One of the best things virtually the Surface Pro three is its pen. Information technology's inverse the mode I take notes, brainstorm and review PDFs. As useful as the pen is, withal, I tin't help simply call back its implementation in Windows is a half-mensurate.

Currently, the pen's behavior is different depending on where you use information technology. In the operating system parts of Windows and in programs like Word, the pen is a mouse replacement. So in certain apps like OneNote, it acts like a pen that you can draw with. Yous can mark upwards on PDF files, but not with JPG or DOC files.

This specificity is fine for knowledgeable users, only for coincidental users it'southward confusing to remember what the pen can be used for or where. If there'south no clear sense how a tool will be used, chances are it won't be.

For the pen to ever have mainstream adoption, information technology should exist used consistently no matter where you lot are, like the mouse or keyboard. Ideally, you should be able to write, draw and marking-up with the pen everywhere. The pen doesn't ever need to be a mouse replacement.

It made sense in a pre-touch world, where the pen was needed to be a navigation device. If the pen couldn't be used to navigate, asking users to switch from pen to mouse and back again would have been an unbearable hassle. In that pre-bear upon world, a pen is more stylus than actual pen.

That'southward changed with Windows 8, especially on the Mod side, where using a pen to draw and then using a finger to navigate is non merely piece of cake, it'southward intuitive. The just unintuitive part is that the canvas is limited to certain places. There's a huge opportunity for Microsoft to fix this and make the pen great.

For example:

You're probably asking why this is necessary. Two reasons: 1) To demonstrate the pen can be used anywhere. 2) A quick way to take notes. In addition to the standard screen cap, these notes can too be saved, archived and searched, simply like if it was drawn on OneNote.
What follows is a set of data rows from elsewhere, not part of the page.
PR #2140, opened 2021-03-13
Improve ScreenHandlerContext mappings

Juuxel:
- Both getter methods renamed to `get` instead of `run`.
  - `run` was confusing as it's used more for getting a world value than running a function.
  - Side note: having two `run`s just taking a lambda also confused kotlinc's SAM interface conversions; this should make it nicer for Kotlin modders if JetBrains hasn't fixed it yet
- Improved documentation for `get` and `run`.
- Renamed `get`'s `function` parameter to `getter`.

### DIFF
--- a/mappings/net/minecraft/screen/ScreenHandlerContext.mapping
+++ b/mappings/net/minecraft/screen/ScreenHandlerContext.mapping
@@ -8,9 +8,24 @@ CLASS net/minecraft/class_3914 net/minecraft/screen/ScreenHandlerContext
 		ARG 0 world
 		ARG 1 pos
 	METHOD method_17393 run (Ljava/util/function/BiConsumer;)V
+		COMMENT Runs a {@link BiConsumer} with this context's world and position
+		COMMENT if this context is active.
 		ARG 1 function
-	METHOD method_17395 run (Ljava/util/function/BiFunction;)Ljava/util/Optional;
-		ARG 1 function
-	METHOD method_17396 run (Ljava/util/function/BiFunction;Ljava/lang/Object;)Ljava/lang/Object;
-		ARG 1 function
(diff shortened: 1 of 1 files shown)


mappings/net/minecraft/screen/ScreenHandlerContext.mapping
```diff
@@ -8,9 +8,24 @@ CLASS net/minecraft/class_3914 net/minecraft/screen/ScreenHandlerContext
...
+			COMMENT a function that gets a non-null value from this context's world and position
+	METHOD method_17396 get (Ljava/util/function/BiFunction;Ljava/lang/Object;)Ljava/lang/Object;
+		COMMENT Gets a value from this context's world and position
+		COMMENT with a {@link BiFunction} getter.
+		COMMENT
+		COMMENT @return the getter's return value if this context is active,
+		COMMENT         the default value otherwise
+		ARG 1 getter
+			COMMENT a function that gets a non-null value from this context's world and position
 		ARG 2 defaultValue
```
liach, line 30: I'm inclined to name all these default values `fallback`

liach (approved):

mappings/net/minecraft/screen/ScreenHandlerContext.mapping
Juuxel: Hmm, that might be worth a note in `CONVENTIONS.md` since it's a relatively common pattern in the code base.

liach: Yeah, blame java for reserving `default`. `defaultValue` is too long compared to `fallback`.

enbrain (approved):

YanisBft (approved):

PR #2144, opened 2021-03-14
Map some parts of the OpenGL state managing mechanisms

kb-1000:
This also changes some plural names to singular where it makes sense (as the LWJGL method handles creating the buffers, so they only ever deal with single OpenGL objects).

### DIFF
--- a/mappings/com/mojang/blaze3d/platform/GlStateManager.mapping
+++ b/mappings/com/mojang/blaze3d/platform/GlStateManager.mapping
@@ -210,24 +210,24 @@ CLASS net/minecraft/class_4493 com/mojang/blaze3d/platform/GlStateManager
 		ARG 0 program
 		ARG 1 maxLength
 	METHOD method_22053 disableBlend ()V
-	METHOD method_22054 deleteBuffers (I)V
+	METHOD method_22054 deleteBuffer (I)V
 		ARG 0 buffer
 	METHOD method_22056 enableBlend ()V
 	METHOD method_22058 polygonMode (II)V
 		ARG 0 face
 		ARG 1 mode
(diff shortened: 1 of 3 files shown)


mappings/com/mojang/blaze3d/platform/GlStateManager.mapping
```diff
@@ -286,6 +287,24 @@ CLASS net/minecraft/class_4493 com/mojang/blaze3d/platform/GlStateManager
...
 	METHOD method_31947 unmapBuffer (I)V
 		ARG 0 target
+	METHOD method_34404 bindAttribLocation (IILjava/lang/CharSequence;)V
+		ARG 0 program
+		ARG 1 index
+		ARG 2 name
+	METHOD method_34405 shaderSource (ILjava/util/List;)V
+		ARG 0 shader
+		ARG 1 strings
+	METHOD method_34406 vertexAttribIPointer (IIIIJ)V
```
liach, line 297: Is this supposed to have the `I` between `Attrib` and `Pointer`

kb-1000: I'm not sure, but it's not a typo by me at least. That `I` comes from the LWJGL/OpenGL method name (`GL30.glVertexAttribIPointer`).

Juuxel: It's an [OpenGL API function](https://www.khronos.org/registry/OpenGL-Refpages/gl4/html/glVertexAttribPointer.xhtml), so not a LWJGL typo either. (Curiously, there's also a variant without the `I`)

liach (approved):

Juuxel (approved):

PR #2147, opened 2021-03-15
Some lambda parameters in packets

DreenDex:


liach:
imo you should give them names like b than buf1 for these params (effectively local vars), like what you would do in writing map computeifabsent

liach (approved):

YanisBft (approved):

enbrain (approved):

PR #2148, opened 2021-03-15
Two methods used on client player respawn

DreenDex:


mappings/net/minecraft/client/network/ClientPlayerEntity.mapping
```diff
@@ -98,3 +98,4 @@ CLASS net/minecraft/class_746 net/minecraft/client/network/ClientPlayerEntity
 		ARG 2 dz
 	METHOD method_3149 isAutoJumpEnabled ()Z
 	METHOD method_3151 getMountJumpStrength ()F
+	METHOD method_33689 onRespawnOrDimensionChange ()V
```
liach: This is more like `init` or `setup` as it sets up the position, velcity, and pose of the player. Also it initializes health and sets deathTime to 0 which I think prevents the player from rendering as "dying".
```suggestion
	METHOD method_33689 init ()V
```

liach (changes requested):

liach (approved):

enbrain (approved):

modmuss50 (approved):

PR #2170, opened 2021-03-20
Add misc javadoc

enbrain:


mappings/net/minecraft/entity/LivingEntity.mapping
```diff
@@ -278,6 +278,11 @@ CLASS net/minecraft/class_1309 net/minecraft/entity/LivingEntity
 	METHOD method_6024 getLeaningPitch (F)F
 		ARG 1 tickDelta
 	METHOD method_6025 heal (F)V
+		COMMENT Heals this entity by the given {@code amount} of hearts.
```
Juuxel: This actual seems to be HP (half-hearts) instead of hearts.

Juuxel (changes requested):

mappings/net/minecraft/entity/LivingEntity.mapping
```diff
@@ -278,6 +278,11 @@ CLASS net/minecraft/class_1309 net/minecraft/entity/LivingEntity
 	METHOD method_6024 getLeaningPitch (F)F
 		ARG 1 tickDelta
 	METHOD method_6025 heal (F)V
+		COMMENT Heals this entity by the given {@code amount} of half-hearts.
+		COMMENT
+		COMMENT <p>You can't heal a dead entity.
```
jaskarth:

The notes shouldn't be stock-still to the screen but to the content displayed. For example, if I roll to the right, my scribbling should too scroll to the right.

Needless to say, the scribblings tin besides be deleted; with the button on N-Trig pens, and the "eraser" nub on Wacom pens.

I'd like to see something similar with Microsoft Office. I should be able to type with a keyboard and then reach up with a pen and mark up the certificate.

When I return to the document the next twenty-four hour period, my scribblings should be saved. I should exist able to search for them afterward too. Options to hide or print them all would be dandy.

How nigh a non-productivity related employ example -- beingness able to write or sketch on photos.

Calculation a handwritten note to a photo can add a personal touch that you might treasure as much as the photo itself. In the current implementation, I have to import the photo into a plan similar OneNote just to write on it. How peachy would it be if I can only marking up an epitome from anywhere?

These are simply three examples, but y'all become the idea. I should be able to use the pen everywhere, I should be able to relieve anything I write and have it all searchable subsequently. In short, the entire Windows environs should exist like one giant OneNote canvas.

I'm certain that the technical implementation won't be easy, and it'll probably have to be done in stages, but the end goal is worth it. Moreover, information technology's a unique competitive advantage that other platforms similar Bone X, iOS or Chromebooks cannot hands replicate.

Steve Jobs once famously said that if you need a stylus, you've failed. I completely agree. A stylus is half-pen, half-mouse, with a confused nature that simply the nigh committed volition understand.

But this isn't nigh a stylus, this is most making the pen great.